Research in the Rice Laboratory
Research in the laboratory of Margaret E. Rice, PhD, focuses on factors that regulate release of dopamine, a neurotransmitter that plays crucial roles in movement and motivation. Dopamine dysregulation has been implicated in movement disorders such as Parkinson’s disease and addiction to natural rewards like food, as well as to drugs of abuse. Learn more about the Rice Lab.
Research in the Kondziolka Radiosurgery Program
Douglas Kondziolka, MD, MS, together with investigators in radiation oncology, neuroradiology, pathology, and medical physics, studies imaging and clinical responses to stereotactic radiosurgery for a wide variety of clinical indications. A key focus of investigation is imaging-defined responses—anatomic, metabolic, and cellular—to targeted tumors, vascular malformations, and structures in functional disorders. We utilize radiomics techniques for both benign and malignant tumors. The program not only studies responses to care, but also natural history studies of benign tumors such as vestibular schwannomas and meningiomas to evaluate growth rates. Another key area of research interest is the common oncologic challenge of metastatic brain tumors.
Investigators in our program worked to develop one of the largest prospective registries for data collection. Used daily, the registry maintains key data on outcomes to facilitate research. We work with researchers in information sciences to develop predictive analytics and other software tools.
Artificial Intelligence Research
Eric K. Oermann, MD, and his colleagues study intelligence—what it is and how we can protect it as neurosurgeons and artificial intelligence (AI) researchers. This research requires us to build AI systems, and in doing so we focus on building solutions that also solve practical problems in medicine. Specific AI topics that are of interest to Dr. Oermann are data efficiency and k-shot learning, the generalizability of algorithms, and reinforcement learning. Dr. Oermann is also interested in the application of AI to solve problems in clinical neurosurgery and oncology.
Dr. Oermann’s research has a strong focus on biomedical imaging and working with both pathology and radiology data. Problems that he investigates include the classification and semantic segmentation of tumors and vascular lesions in medical imaging, and using radiomics to predict tissue type and gene expression directly from imaging data. Another area of investigation is questions of data efficiency for medical AI problems using both generative adversarial networks as well as transfer learning to learn from limited amounts of data.
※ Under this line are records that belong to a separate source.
PR #558, opened 2026-02-11
Allow audio, video and painting choices to correctly set labels and other fields

### LINKED ISSUE #545: Choice labels incorrect for duplicate audio files
Encountered an issue where a `Choice` body created via paintedResouces, results in a final manifest with duplicated 'label' set on each choice item. Not sure if this is restricted to audio items only, will need further investigation.

E.g. the sample payload should create a single Canvas with a choice. The label on each choice item would be `choice1` and `choice2` respectively.

```json
{
    "type": "Manifest",
    "parent": "https://{{presentationUrl}}/{{customerId}}/collections/root",
    "slug": "choice_label5",
    "paintedResources": [
        {
            "canvasPainting": {
                "canvasId": "https://{{presentationUrl}}/{{customerId}}/canvases/choice",
                "canvasOrder": 0,
                "choiceOrder": 1,
                "label": { "en": [ "choice1" ] },
                "canvasLabel": { "en": [ "canvaslabel1" ] }
            },
            "asset": {
               "id": "single1_x",
                "origin": "https://example.com/sample.wav",
                "mediaType": "audio/wav",
                "space": 228
            }
        },
        {
            "canvasPainting": {
                "canvasId": "https://{{presentationUrl}}/{{customerId}}/canvases/choice",
                "canvasOrder": 0,
                "choiceOrder": 2,
                "label": { "en": [ "choice2" ] }
            },
            "asset": {
                "id": "single1_x",
                "origin": "https://example.com/sample.wav",
                "mediaType": "audio/wav",
                "space": 228
            }
        }
    ]
}
```

Howver, the output is that both of the items in the choice have a label of `"choice2"`. The `canvasPainting` records returned have the correct label values set.

```json
{
    "id": "https://presentation.dlcs/499/canvases/choice",
    "type": "Canvas",
    "label": {
        "en": [
            "canvaslabel1"
        ]
    },
    "duration": 14.675,
    "items": [
        {
            "id": "https://presentation.dlcs/499/canvases/choice/annopages/0",
            "type": "AnnotationPage",
            "items": [
                {
                    "id": "https://presentation.dlcs/499/canvases/choice/annotations/0",
                    "type": "Annotation",
                    "motivation": "painting",
                    "body": {
                        "type": "Choice",
                        "items": [
                            {
                                "duration": 14.675,
                                "id": "https://dlcs.example/iiif-av/499/228/single1_x/full/max/default.mp3",
                                "type": "Sound",
                                "label": {
                                    "en": [
                                        "choice2"
                                    ]
                                },
                                "format": "audio/mp3"
                            },
                            {
                                "duration": 14.675,
                                "id": "https://dlcs.example/iiif-av/499/228/single1_x/full/max/default.mp3",
                                "type": "Sound",
                                "label": {
                                    "en": [
                                        "choice2"
                                    ]
                                },
                                "format": "audio/mp3"
                            }
                        ]
                    },
                    "target": "https://presentation.dlcs/499/canvases/choice"
                }
            ]
        }
    ]
}
```

I wonder if internally a mapping is made of `assetId`: `label`?

JackLewis-digirati:
Resolves #545

This was an issue where audio and video resources didn't correctly break the reference between the named query and the final manifest.  The ultimate issue occurs when the asset id is reused across multiple `canvasPaintings` and changes something like the `label`, which caused the final `canvasPainting` to set the label of all the previous `canvasPaintings` which referenced this asset.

This line of applied research has focuses not only on developing these tools, but investigating novel methods of assessing them in clinical trials—using machine learning to run clinical trials for machine learning.
Recent work by Dr. Oermann’s team has delved into basic mechanisms of machine learning and human learning. They have studied weakly supervised learning, and novel methods for improving optimization algorithms using momentum and contrastive learning. They have also investigated the relationship between weakly and strongly supervised computer vision models and ways of improving weakly supervised learning. As a means of simulating human learning, his team has begun to investigate the use of techniques from reservoir computing to model human intracranial electrophysiology data, and attempt to associate computer representation learning with human representation learning in the hopes of better understanding how the human brain encodes and accesses data.